More importantly, though, smiling can help us to appear more approachable, social and upbeat. After all, no one likes the grumpy Smurf.
8. Walk the Walk
It’s no secret that a straight posture, an eye contact and a head up high are signs of confidence. It is also a way to make a great impression and get noticed. Research supports the idea that non-verbal communication, in the form of posture and gestures, constitutes the largest part of how others see us.
More importantly, though, it is related to self-respect and self-assurance. Remember that slouching is not going to make us invisible — it will only make us look insecure and may possibly give us a hefty medical bill from the subsequent back problems.
9. Talk the Talk
Words constitute a very small — but still significant — part of our communication with the world. The ability to choose the right words, or the lack of it, tells the story of our personality to others, of our brand, and of how willing and motivated we are to succeed.
Simply put, the talent to talk the talk is a barometer of how much we (and our brand) are worth to ourselves and respectively — to the world.
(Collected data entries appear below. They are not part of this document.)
PR #1287, opened 2026-06-07
Own the stop signal across startup so a mid-startup quit exits 0

bdraco:

`test_sigterm_during_startup_exits_zero` flaked on macOS/Windows CI with exit 1 instead of 0. The root cause is a real, if rare, shutdown bug: aiohttp arms its own SIGTERM handler inside `runner.setup()` before `on_startup` runs, and it runs `on_startup` outside its cleanup try/finally. So a stop signal landing mid-startup cancels aiohttp's main task while a controller is half-started; that controller's teardown can raise a non-`CancelledError` which escapes `run_app`, escapes `main`, and gets logged to the async log queue that is then lost on interpreter shutdown; the process exits 1 with no visible traceback, which is exactly what the CI transcript showed.

The fix runs `web.run_app(handle_signals=False)` so our `__main__` SIGTERM/SIGBREAK trap stays the sole handler for the whole lifecycle, instead of being replaced by aiohttp's mid-startup. The trap records that a stop was requested, and `main` treats a `run()` exception as a clean exit when a stop is pending; a genuine startup crash with no stop pending still propagates. The serving-time path is unchanged; our trap defers `GracefulExit` to the loop, so `run_app` still drains `on_cleanup`.

I reproduced the exit-1 under Python 3.14 with aiohttp 3.14, added a regression test that pins it (it fails on `main`, passes here), and reworked the existing startup-crack test since `handle_signals=False` closes the aiohttp handoff window its old shim relied on. Full suite is green (4628 passed).

- fixes flaky test in https://github.com/esphome/device-builder/actions/runs/27085856656/job/79940071051

## Types of changes

## Frontend coordination

## Checklist

### DIFF
--- a/esphome_device_builder/__main__.py
+++ b/esphome_device_builder/__main__.py
@@ -27,6 +27,7 @@ from .helpers.logging import activate_log_queue_handler
 
 if TYPE_CHECKING:
     from .controllers.config import DashboardSettings
+    from .device_builder import DeviceBuilder
 
 _FORMAT = "%(asctime)s.%(msecs)03d %(levelname)s (%(threadName)s) [%(name)s] %(message)s"
 _DATE_FORMAT = "%Y-%m-%d %H:%M:%S"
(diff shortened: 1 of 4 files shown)


esphbot (approved):
No blocking issues found.

PR #1413, opened 2026-06-12
Match the existing list indent when splicing a component

### LINKED ISSUE #1411: Add component into a non 2 space indented block emits invalid YAML
Backend twin of #1403 (the frontend side was fixed in esphome/device-builder-frontend#786). The line based YAML splice helpers in `esphome_device_builder/helpers/yaml/component.py` assume the canonical 2 space layout when inserting into an existing block, so "Add component" on a config that uses a column 0 (zero indented) or otherwise non 2 space list produces YAML that fails to parse.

It shows our self-confidence and how well we can market ourselves.
Experts also tell us that, to make a long-lasting impression and to build greater social confidence, we should avoid speaking too fast, should articulate our words and pay special attention to our tone of voice.
Another great start to master the skill of a great conversation is to join a professional organization as Toastmaster, for instance. Any chance to speak in front of an audience should be explored as a preparation for the time when we will really need the skills.
In the end, social confidence is not something we are born with. It’s true that it may come easier for some to keep up a small chat, to speak up or to unabashedly promote themselves.
But with the right motivation (and guidance), we can all learn, grow, and develop into more affable, open to the world and assertive individuals.